TECHNETIUM (IV) COMPLEXATION CHEMISTRY WITH POLYAMINO POLYCARBOXYLATE LIGANDS

Abstract

99Technetium (t½ = 2.1×105 y) constitutes approximately 6.1% of the cumulative yield of thermal 235U thermal fission. In the +7 oxidation state, technetium has high aqueous solubility and forms the anionic structure TcO4- under most aqueous conditions, granting it a high level of environmental mobility. These properties cause 99Tc to become a significantly challenging fission product for both short and long term storage and disposal in nuclear waste facilities. An estimated 30,000 Ci of 99Tc are stored in the single and double shell tanks of the Hanford site in central Washington State, and an additional 500 Ci have already been released into the vadose zone below the remediation site. Meanwhile, those same properties allow 99Tc to constitute an attribute from the standpoint of nuclear forensics, as sampling can be done at a safe distance from a nuclear event.
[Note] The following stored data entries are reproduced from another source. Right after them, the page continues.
Issue #507, opened 2018-01-11
Update language tour for Dart 2 changes


kwalrath:
* [x] Implicit new and const - lrn (dart-lang/sdk#30921) (partially fixed in #677)
* [x] Support assert in initializers - rnystrom (dart-lang/sdk#30968) (fixed in #677)
* [x] Fixed-sized integers limited to 64 bits - floitsch (dart-lang/sdk#28595, issue #591 ) (fixed in #677)
* [x] Generalized void - eernst (dart-lang/sdk#30176) (fixed [partially?] in #677)
* [ ] Eliminate fuzzy arrows - leafp (dart-lang/sdk#29630)
* [x] Start async functions synchronously - floitsch (fixed in #677)
* [x] @proxy & noSuchMethod (issue #442, pr #511)
* [x] First arg to assert can't be a function (issue #572)
* [x] Introduce generic syntax earlier (issue #588) (fixed in #677)
* [x] Asserts in initializers

kwalrath:
I'm working on the strong mode changes, which are pretty invasive.

sethladd:
This is so awesome to see!

kwalrath:
I don't know how to update the language tour for fuzzy arrows, so I'll be contacting @leafpetersen. We expect to start using implicit new/const everywhere for beta 3.

kwalrath:
We should cover asserts in initializers (and probably beef up the initializer coverage a bit).

kwalrath:
I'm starting on removing `new` and `const`.

chalin:
> I'm starting on removing `new` and `const`.

There is a PR pending for that: Remove all uses of "new" and "const" from "Effective Dart" #844. In particular, note this comment: https://github.com/dart-lang/site-www/pull/844#issuecomment-395498524. If we have the green light to go ahead with this, then great!

kwalrath:
> > I'm starting on removing `new` and `const`.
> 
> There is a PR pending for that: _Remove all uses of "new" and "const" from "Effective Dart"_ #844. In particular, note this comment: https://github.com/dart-lang/site-www/pull/844#issuecomment-395498524. If we have the green light to go ahead with this, then great!

Because Flutter's style (at least within constructors) is not to use `new`, I've been asked to avoid `new` whenever possible. The bar for Effective Dart is higher, because it sets conventions used everywhere.

kwalrath:
[...]

PR #677, opened 2018-03-15
Dart 2 changes to the language tour

kwalrath:
Contributes to #507. Staged at:

https://kw-www-dartlang-1.firebaseapp.com/guides/language/language-tour

Even though this page isn't completely done, if it's acceptable I'd like to commit and iterate.

### DIFF
--- a/src/_guides/language/language-tour.md
+++ b/src/_guides/language/language-tour.md
@@ -9,6 +9,13 @@ This page shows you how to use each major Dart feature, from
 variables and operators to classes and libraries, with the assumption
 that you already know how to program in another language.
 
+<div class="alert alert-info" markdown="1">
+**Dart 2 note:**
+This tour is being updated for [Dart 2 changes](/dart-2),
+such as type safety, optional `new` and `const`,
+and changes to assertion support.
+</div>
+
 To learn more about Dart's core libraries, see
 [A Tour of the Dart Libraries](/guides/libraries/library-tour).
 
@@ -48,13 +55,14 @@ apps:
 
 <code>// <em>This is a comment.</em> </code>
 
-:   Use // to indicate that the rest of the line is a comment.
-    Alternatively, use /\* ... \*/. For details, see
-    [Comments](#comments).
+:   A way to make Dart ignore some content.
+    For more information, see [Comments](#comments).
 
 `num`
 
-:   A type. Some of the other built-in types are String, int, and bool.
+:   A type. A `num` variable's value can be either an `int` or a
+    `double` object.
+    Some of the other built-in types are `String`, `List`, and `bool`.
 
 `42`
 
@@ -86,9 +94,8 @@ apps:
 
 <div class="alert alert-info" markdown="1">
 **Note:**
-Our code follows the conventions in the
+This site's code follows the conventions in the
 [Dart style guide](/guides/language/effective-dart/style).
-For example, we use two-space indentation.
 </div>
 
 
@@ -101,21 +108,13 @@ mind:
     object is an instance of a *class*. Even numbers, functions, and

Controlling the redox chemistry is one potential channel of limiting the mobility of 99Tc that has been released into the environment, as the +4 oxidation state of technetium has been shown to have limited water solubility and sorption onto mineral surfaces. While these properties suggest Tc(IV) will have low mobility through underground waters, complexation with ligands found in either the environment or storage facilities could greatly increase the dissolution of Tc(IV) into waters. This work takes a broad look at Tc(IV) complexation chemistry with four polyamino polycarboxylate (PAPC) ligands of varying size and denticity to establish a basis for determining what increase ligand complexation may have on Tc(IV) dissolution. This is accomplished through stability constant determinations for Tc(IV) / ligand complexation with each ligand in a variety of electrolytes. These stability constants were then used to predict the dissolution of Tc(IV) in solutions of each PAPC ligand, and these predictions were compared to values obtained through experiment. Additionally, V(IV) was evaluated for use as a chemical analogue for Tc(IV) by experimentally determining and directly comparing the stability constants of the two metal ions with the four selected PAPC ligands.